This is how Arendt approaches the ‘body politic’: sovereignty is in the realm of human affairs the equivalent of mastership in world of things. Both activities, because they are collective and therefore do not die with the individual’s death, provide a kind of immortality to our presence on earth, and set aside the mortality and dereliction of lone bodily needs. The leading principle of the collective body, its symbolic head, might not need to be a person: it can be a common productive goal, whether we are dealing with the corporative production of goods or the more political production of The Good.
Therefore collective bodies are partly an antithesis of the individual body, a negation of it. The spirit of the corps de métier is an overtaking of individual vulnerability, a lowering of animal fear, an avoidance of painful striving for survival. Corporations can be seen as a disembodiment of the individual, a spiritualization indeed if by spirit we mean a sustainable realm extracted from the mortal and suffering process of life (some members of the guild might die but the corps as an abstraction can survive if new apprentices enlist and if the goal, rights and rules are maintained). Competition shifts from the numerous human persons to be displayed and if possible ordered between less numerous corporations.

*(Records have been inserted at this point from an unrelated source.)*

PR #5210, opened 2020-03-18
<Tooltip/> - legacy driver

EgoziE:
After Moshe's review on migrating to wsr8 we decided to create a legacy driver to Tooltip next


mosheKerbel:
@EgoziE what am i missing here? 
it looks like a breaking change but on master
what was once a unidriver is now a driver?

shlomitc:
Same comments as in this one: https://github.com/wix/wix-style-react/pull/5211#issuecomment-600863666
What is the motivation?

EgoziE:
Closing for now

PR #5211, opened 2020-03-18
<Button/> - legacy driver

EgoziE:
After Moshe's review on migrating to wsr8 we decided to create a legacy driver to Button


mosheKerbel:
looks good
as i see it, users should not use this teskits on their own, but get it from our nested drivers in edge cases.
so, IMO, the drivers and types are necessary but the testkit is not.
@shlomitc wdyt?

shlomitc:
before I dive into the code - can you please explain what is the motivation for it?
As I see it - users are already using the existing driver, which is async (unidriver). Why do you want to change it?

EgoziE:
> before I dive into the code - can you please explain what is the motivation for it?
> As I see it - users are already using the existing driver, which is async (unidriver). Why do you want to change it?

I was trying to follow your comment in wsr8 branch, I might have had a different picture in my head.
When you suggested to write a legacy driver for Button, you meant a sync driver, but you don't want it to be exposed, only used internally?

EgoziE:
@mosheKerbel 
@shlomitc 
Can you please re-check it?

mosheKerbel:
you also need to switch it here to use it 
https://github.com/wix/wix-style-react/blob/fb03fd25907bf5bd8eef0ee96a44d1220507735a/src/ModalSelectorLayout/ModalSelectorLayout.driver.js#L30

mosheKerbel:
great
plz update the d.ts as well :)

We now understand why the corps de métier also were:
units of pervasive and enduring solidarity as well as hierarchical, punitive, and jealously particularistic privileged institutions. Nor was there anything paradoxical, in the culture and society of the old regime, about this combination of hierarchy, surveillance, particularism, and solidarity. The very word ‘corps’, or body, which was used to designate a bewildering variety of institutions in seventeenth- and eighteenth-century France, necessarily implied all of these characteristics. All bodies were composed of a variety of organs and members, which were hierarchically arranged and were placed under the command of the head. Each body was distinct from every other, with its own will, its own interests, its own internal order, and its own esprit de corps.
 William H. Sewell, Jr., Work and Revolution in France, p. 36.